◆ Activity ◆
Give an exact copy of every entry.

◆ Data for the task ◆
↓↓↓
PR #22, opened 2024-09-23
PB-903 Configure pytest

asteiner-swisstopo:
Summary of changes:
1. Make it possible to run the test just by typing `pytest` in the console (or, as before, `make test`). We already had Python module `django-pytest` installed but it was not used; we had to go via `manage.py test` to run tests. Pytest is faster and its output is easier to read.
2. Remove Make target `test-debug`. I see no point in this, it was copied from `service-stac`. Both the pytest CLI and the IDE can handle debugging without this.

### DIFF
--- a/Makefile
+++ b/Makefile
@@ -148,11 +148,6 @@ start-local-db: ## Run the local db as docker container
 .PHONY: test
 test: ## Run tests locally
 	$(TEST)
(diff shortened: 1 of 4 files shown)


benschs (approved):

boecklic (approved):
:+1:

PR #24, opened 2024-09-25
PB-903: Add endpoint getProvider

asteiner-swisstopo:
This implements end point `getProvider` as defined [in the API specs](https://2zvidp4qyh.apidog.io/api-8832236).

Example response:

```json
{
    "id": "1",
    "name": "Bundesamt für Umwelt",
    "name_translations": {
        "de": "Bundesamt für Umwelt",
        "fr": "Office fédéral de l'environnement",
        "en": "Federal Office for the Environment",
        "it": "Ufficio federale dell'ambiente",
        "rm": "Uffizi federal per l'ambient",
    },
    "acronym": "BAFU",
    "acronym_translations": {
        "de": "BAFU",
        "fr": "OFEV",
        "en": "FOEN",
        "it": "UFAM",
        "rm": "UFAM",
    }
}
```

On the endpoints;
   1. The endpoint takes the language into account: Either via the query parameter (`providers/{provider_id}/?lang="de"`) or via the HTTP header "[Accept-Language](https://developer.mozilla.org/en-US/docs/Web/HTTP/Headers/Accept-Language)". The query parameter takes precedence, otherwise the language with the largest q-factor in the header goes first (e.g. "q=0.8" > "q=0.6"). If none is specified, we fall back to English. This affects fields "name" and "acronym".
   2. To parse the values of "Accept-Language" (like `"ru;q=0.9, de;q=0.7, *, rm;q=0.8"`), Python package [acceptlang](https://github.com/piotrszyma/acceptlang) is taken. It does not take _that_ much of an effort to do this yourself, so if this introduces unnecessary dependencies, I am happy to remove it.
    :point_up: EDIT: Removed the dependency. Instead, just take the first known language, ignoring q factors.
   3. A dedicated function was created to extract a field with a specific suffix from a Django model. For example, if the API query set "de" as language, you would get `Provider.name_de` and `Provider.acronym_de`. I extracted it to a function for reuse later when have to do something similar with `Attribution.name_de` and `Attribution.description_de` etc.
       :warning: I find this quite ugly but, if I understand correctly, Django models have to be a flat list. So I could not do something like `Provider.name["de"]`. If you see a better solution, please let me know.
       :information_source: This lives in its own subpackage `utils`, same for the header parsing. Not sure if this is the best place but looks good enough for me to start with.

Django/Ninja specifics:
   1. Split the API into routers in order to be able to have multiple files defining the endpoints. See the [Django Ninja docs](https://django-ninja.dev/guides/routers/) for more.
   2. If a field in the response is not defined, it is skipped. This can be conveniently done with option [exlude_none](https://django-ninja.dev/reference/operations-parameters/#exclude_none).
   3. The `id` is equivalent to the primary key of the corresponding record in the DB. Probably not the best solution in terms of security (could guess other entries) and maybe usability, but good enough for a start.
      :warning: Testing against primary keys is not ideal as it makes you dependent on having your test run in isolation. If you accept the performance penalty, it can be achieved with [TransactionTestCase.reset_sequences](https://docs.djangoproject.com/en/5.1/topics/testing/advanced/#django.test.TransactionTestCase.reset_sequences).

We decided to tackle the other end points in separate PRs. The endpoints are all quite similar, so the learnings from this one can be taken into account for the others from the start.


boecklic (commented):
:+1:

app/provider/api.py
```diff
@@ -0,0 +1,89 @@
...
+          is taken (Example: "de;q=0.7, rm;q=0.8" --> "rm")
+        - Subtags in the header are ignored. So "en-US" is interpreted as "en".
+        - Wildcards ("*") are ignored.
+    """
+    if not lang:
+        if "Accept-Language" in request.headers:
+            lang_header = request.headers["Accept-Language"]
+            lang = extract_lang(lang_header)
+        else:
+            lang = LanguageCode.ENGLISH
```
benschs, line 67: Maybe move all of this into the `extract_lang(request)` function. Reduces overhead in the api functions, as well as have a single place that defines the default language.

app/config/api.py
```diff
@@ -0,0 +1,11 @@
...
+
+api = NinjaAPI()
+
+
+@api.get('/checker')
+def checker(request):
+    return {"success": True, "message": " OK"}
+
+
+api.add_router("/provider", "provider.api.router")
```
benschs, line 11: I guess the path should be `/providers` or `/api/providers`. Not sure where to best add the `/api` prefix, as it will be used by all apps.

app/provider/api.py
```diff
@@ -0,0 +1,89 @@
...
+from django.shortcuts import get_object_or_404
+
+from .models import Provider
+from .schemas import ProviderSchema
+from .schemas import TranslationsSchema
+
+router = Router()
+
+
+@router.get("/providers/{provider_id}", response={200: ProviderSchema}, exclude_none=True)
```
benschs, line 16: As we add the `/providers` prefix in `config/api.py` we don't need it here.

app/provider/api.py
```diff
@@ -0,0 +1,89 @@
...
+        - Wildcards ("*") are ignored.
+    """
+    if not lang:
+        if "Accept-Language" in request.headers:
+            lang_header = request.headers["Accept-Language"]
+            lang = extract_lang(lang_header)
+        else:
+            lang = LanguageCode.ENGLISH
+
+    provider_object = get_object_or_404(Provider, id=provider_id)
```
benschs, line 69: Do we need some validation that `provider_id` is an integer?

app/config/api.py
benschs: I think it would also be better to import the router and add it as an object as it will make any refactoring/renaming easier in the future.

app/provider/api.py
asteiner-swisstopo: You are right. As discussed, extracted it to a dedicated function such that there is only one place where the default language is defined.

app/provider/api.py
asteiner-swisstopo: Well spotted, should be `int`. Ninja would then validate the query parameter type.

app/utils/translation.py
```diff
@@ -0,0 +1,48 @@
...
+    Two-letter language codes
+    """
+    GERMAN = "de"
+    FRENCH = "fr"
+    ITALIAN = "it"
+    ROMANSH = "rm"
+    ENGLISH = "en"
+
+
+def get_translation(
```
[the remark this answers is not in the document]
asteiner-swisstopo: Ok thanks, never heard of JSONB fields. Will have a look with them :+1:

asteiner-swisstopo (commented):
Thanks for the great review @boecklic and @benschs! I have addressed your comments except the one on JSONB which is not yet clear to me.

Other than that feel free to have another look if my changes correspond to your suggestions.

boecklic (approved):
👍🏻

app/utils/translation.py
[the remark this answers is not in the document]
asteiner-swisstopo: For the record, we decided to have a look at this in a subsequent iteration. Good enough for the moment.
↑↑↑
◆ Exercise result ◆
PR #22, opened 2024-09-23
PB-903 Configure pytest

asteiner-swisstopo:
Summary of changes:
1. Make it possible to run the test just by typing `pytest` in the console (or, as before, `make test`). We already had Python module `django-pytest` installed but it was not used; we had to go via `manage.py test` to run tests. Pytest is faster and its output is easier to read.
2. Remove Make target `test-debug`. I see no point in this, it was copied from `service-stac`. Both the pytest CLI and the IDE can handle debugging without this.

### DIFF
--- a/Makefile
+++ b/Makefile
@@ -148,11 +148,6 @@ start-local-db: ## Run the local db as docker container
 .PHONY: test
 test: ## Run tests locally
 	$(TEST)
(diff shortened: 1 of 4 files shown)


benschs (approved):

boecklic (approved):
:+1:

PR #24, opened 2024-09-25
PB-903: Add endpoint getProvider

asteiner-swisstopo:
This implements end point `getProvider` as defined [in the API specs](https://2zvidp4qyh.apidog.io/api-8832236).

Example response:

```json
{
    "id": "1",
    "name": "Bundesamt für Umwelt",
    "name_translations": {
        "de": "Bundesamt für Umwelt",
        "fr": "Office fédéral de l'environnement",
        "en": "Federal Office for the Environment",
        "it": "Ufficio federale dell'ambiente",
        "rm": "Uffizi federal per l'ambient",
    },
    "acronym": "BAFU",
    "acronym_translations": {
        "de": "BAFU",
        "fr": "OFEV",
        "en": "FOEN",
        "it": "UFAM",
        "rm": "UFAM",
    }
}
```

On the endpoints;
   1. The endpoint takes the language into account: Either via the query parameter (`providers/{provider_id}/?lang="de"`) or via the HTTP header "[Accept-Language](https://developer.mozilla.org/en-US/docs/Web/HTTP/Headers/Accept-Language)". The query parameter takes precedence, otherwise the language with the largest q-factor in the header goes first (e.g. "q=0.8" > "q=0.6"). If none is specified, we fall back to English. This affects fields "name" and "acronym".
   2. To parse the values of "Accept-Language" (like `"ru;q=0.9, de;q=0.7, *, rm;q=0.8"`), Python package [acceptlang](https://github.com/piotrszyma/acceptlang) is taken. It does not take _that_ much of an effort to do this yourself, so if this introduces unnecessary dependencies, I am happy to remove it.
    :point_up: EDIT: Removed the dependency. Instead, just take the first known language, ignoring q factors.
   3. A dedicated function was created to extract a field with a specific suffix from a Django model. For example, if the API query set "de" as language, you would get `Provider.name_de` and `Provider.acronym_de`. I extracted it to a function for reuse later when have to do something similar with `Attribution.name_de` and `Attribution.description_de` etc.
       :warning: I find this quite ugly but, if I understand correctly, Django models have to be a flat list. So I could not do something like `Provider.name["de"]`. If you see a better solution, please let me know.
       :information_source: This lives in its own subpackage `utils`, same for the header parsing. Not sure if this is the best place but looks good enough for me to start with.

Django/Ninja specifics:
   1. Split the API into routers in order to be able to have multiple files defining the endpoints. See the [Django Ninja docs](https://django-ninja.dev/guides/routers/) for more.
   2. If a field in the response is not defined, it is skipped. This can be conveniently done with option [exlude_none](https://django-ninja.dev/reference/operations-parameters/#exclude_none).
   3. The `id` is equivalent to the primary key of the corresponding record in the DB. Probably not the best solution in terms of security (could guess other entries) and maybe usability, but good enough for a start.
      :warning: Testing against primary keys is not ideal as it makes you dependent on having your test run in isolation. If you accept the performance penalty, it can be achieved with [TransactionTestCase.reset_sequences](https://docs.djangoproject.com/en/5.1/topics/testing/advanced/#django.test.TransactionTestCase.reset_sequences).

We decided to tackle the other end points in separate PRs. The endpoints are all quite similar, so the learnings from this one can be taken into account for the others from the start.


boecklic (commented):
:+1:

app/provider/api.py
```diff
@@ -0,0 +1,89 @@
...
+          is taken (Example: "de;q=0.7, rm;q=0.8" --> "rm")
+        - Subtags in the header are ignored. So "en-US" is interpreted as "en".
+        - Wildcards ("*") are ignored.
+    """
+    if not lang:
+        if "Accept-Language" in request.headers:
+            lang_header = request.headers["Accept-Language"]
+            lang = extract_lang(lang_header)
+        else:
+            lang = LanguageCode.ENGLISH
```
benschs, line 67: Maybe move all of this into the `extract_lang(request)` function. Reduces overhead in the api functions, as well as have a single place that defines the default language.

app/config/api.py
```diff
@@ -0,0 +1,11 @@
...
+
+api = NinjaAPI()
+
+
+@api.get('/checker')
+def checker(request):
+    return {"success": True, "message": " OK"}
+
+
+api.add_router("/provider", "provider.api.router")
```
benschs, line 11: I guess the path should be `/providers` or `/api/providers`. Not sure where to best add the `/api` prefix, as it will be used by all apps.

app/provider/api.py
```diff
@@ -0,0 +1,89 @@
...
+from django.shortcuts import get_object_or_404
+
+from .models import Provider
+from .schemas import ProviderSchema
+from .schemas import TranslationsSchema
+
+router = Router()
+
+
+@router.get("/providers/{provider_id}", response={200: ProviderSchema}, exclude_none=True)
```
benschs, line 16: As we add the `/providers` prefix in `config/api.py` we don't need it here.

app/provider/api.py
```diff
@@ -0,0 +1,89 @@
...
+        - Wildcards ("*") are ignored.
+    """
+    if not lang:
+        if "Accept-Language" in request.headers:
+            lang_header = request.headers["Accept-Language"]
+            lang = extract_lang(lang_header)
+        else:
+            lang = LanguageCode.ENGLISH
+
+    provider_object = get_object_or_404(Provider, id=provider_id)
```
benschs, line 69: Do we need some validation that `provider_id` is an integer?

app/config/api.py
benschs: I think it would also be better to import the router and add it as an object as it will make any refactoring/renaming easier in the future.

app/provider/api.py
asteiner-swisstopo: You are right. As discussed, extracted it to a dedicated function such that there is only one place where the default language is defined.

app/provider/api.py
asteiner-swisstopo: Well spotted, should be `int`. Ninja would then validate the query parameter type.

app/utils/translation.py
```diff
@@ -0,0 +1,48 @@
...
+    Two-letter language codes
+    """
+    GERMAN = "de"
+    FRENCH = "fr"
+    ITALIAN = "it"
+    ROMANSH = "rm"
+    ENGLISH = "en"
+
+
+def get_translation(
```
[the remark this answers is not in the document]
asteiner-swisstopo: Ok thanks, never heard of JSONB fields. Will have a look with them :+1:

asteiner-swisstopo (commented):
Thanks for the great review @boecklic and @benschs! I have addressed your comments except the one on JSONB which is not yet clear to me.

Other than that feel free to have another look if my changes correspond to your suggestions.

boecklic (approved):
👍🏻

app/utils/translation.py
[the remark this answers is not in the document]
asteiner-swisstopo: For the record, we decided to have a look at this in a subsequent iteration. Good enough for the moment.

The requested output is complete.